Even if the system call was not part of a module before, now it will be part
of the
.Li COMPAT_XYZ
module.
.Pp
Finally, if applicable, replace the types of the current and old versions of the
syscall with the compat type.
.Pp
Overall, the final diff should look like
.Bd -literal
- 123 STD { int|sys||my_syscall(struct my_struct *ms); }
+ 123 COMPAT_XYZ MODULAR compat_XYZ { int|sys||my_syscall(struct my_structXYZ *ms); }
\&.\&.\&.
+ 456 STD { int|sys|XYZ|my_syscall(struct my_struct *ms); }
.Ed
.Ss Modifying Makefile.rump
If the current syscall is rump,
.Pa sys/rump/Makefile.rump
must contain
.Li XYZ
in the
.Li RUMP_NBCOMPAT
variable.
.Ss Regenerating the system calls
If versioning structs, then modify
.Pa sys/kern/makesyscalls.sh
by adding and entry for
.Li struct my_structXYZ
type to
.Li uncompattypes .
.Pp
The
.Li uncompattypes
map is used in
.Xr rump 7
system call table generation, to map from the versioned types to the original
names since
.Xr rump 7
wants to have a non-versioned copy of the system call table.
.Pp
Then regenerate the syscall tables in the usual way, first by running
.Pa sys/kern/makesyscalls.sh ,
then if the system call is rump, doing a build in
.Pa sys/rump
and then running
.Pa sys/rump/makerumpsyscalls.sh
passing it the path to the result of the build you just did as its first
argument.
.Sh KERNEL COMPATIBILITY
This section covers maintaining compatibility at the kernel level, by
adding an entry point for the current syscall in an appropriate compat
module.
For the purposes of this section, we assume the current
syscall has entry point
.Fn sys_my_syscall
and lives inside
.Pa sys/kern/my_file.c .
.Ss Creating the compat current syscall
The compat version of the current syscall has entry point
.Fn compat_XYZ_sys_my_syscall ,
and should be implemented in
.Pa sys/compat/common/my_file_XYZ.c
with the same semantics as the current syscall.

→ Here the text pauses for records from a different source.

PR #199, opened 2019-01-04
Create example with moving circle

DuckerMan:


crumblingstatue:
We usually add examples to showcase a specific feature of rust-sfml.
What feature of rust-sfml does this example showcase that other examples don't?

Also, you should make sure that your example compiles on latest version of the git master branch.
[As you can see on Travis](https://travis-ci.org/jeremyletang/rust-sfml/builds/475432716?utm_source=github_status&utm_medium=notification), it doesn't build.

crumblingstatue:
> OK, Which examples you need?

I don't have any in mind at the moment.

In the long term, it would be nice to port all the examples that the original C++ SFML has to Rust.

crumblingstatue:
Thank you for your effort, but I'm closing this, since I don't think we need such an example.
The pong example already covers what this example does.

I don't want to overload the examples directory with all kinds of overlapping examples. Quality over quantity.

But if you feel like you have an idea for an example that showcases something unique, feel free to suggest it!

Often this involves translating the arguments to the next syscall,
and then calling that syscall's entry point.
.Ss Adding it to the compat module
.Pa sys/compat/common/my_file_XYZ.c
must contain an array of
.Ft struct syscall_package
that declares the mapping between syscall number and entry point,
terminating in a zero element (see sample diff below).
.Pp
Additionally,
.Pa sys/compat/common/my_file_XYZ.c
must contain two functions,
.Fn my_file_XYZ_init
and
.Fn my_file_XYZ_fini
that are used to initialize/clean up anything related to this syscall.
At the minimum they must make calls to
.Fn syscall_establish
and
.Fn syscall_disestablish
respectively, adding and removing the syscalls.
The stubs for these functions should be located in
.Pa sys/compat/common/compat_mod.h .
.Pp
Overall,
.Pa sys/compat/common/my_file_XYZ.c
must at the minimum include
.Bd -literal
+ static const struct syscall_package my_file_XYZ_syscalls[] = {
+ { SYS_compat_XYZ_my_syscall, 0, (sy_call_t *)compat_XYZ_sys_my_syscall },
+ { 0, 0, NULL },
+ };
+
+ int
+ compat_XYZ_my_syscall(...)
+ { /* Compat implementation goes here. */ }
+
+ int
+ my_file_XYZ_init(void)
+ { return syscall_establish(NULL, my_file_XYZ_syscalls); }
+
+ int
+ my_file_XYZ_fini(void)
+ { return syscall_disestablish(NULL, my_file_XYZ_syscalls); }
.Ed
.Pp
Finally,
.Pa sys/compat/common/compat_XYZ_mod.c
needs to be be modified to have its
.Fn compat_XYZ_init
and
.Fn compat_XYZ_fini
functions call
.Fn my_file_XYZ_init
and
.Fn my_file_XYZ_fini .
.Ss Modifying old compat syscalls
If the current syscall has already been versioned, you might need to
modify the old compat syscalls in
.Pa sys/compat/common
to either use the next syscall or the current compat syscall.
Note that compat code can be made to depend on compat code for more
recent releases.
.Sh USERLAND COMPATIBILITY
With the exception of the libraries described below, making the rest of userland
work will just involve recompiling, and perhaps changing a constant or a
.Li #define .
.Ss libc
A userland version of any old and current versions of the syscall should be
implemented in terms of the next syscall in
.Pa lib/libc/compat/sys
and should contain an appropriate call to
.Fn __warn_references
for old and current versions of the syscall.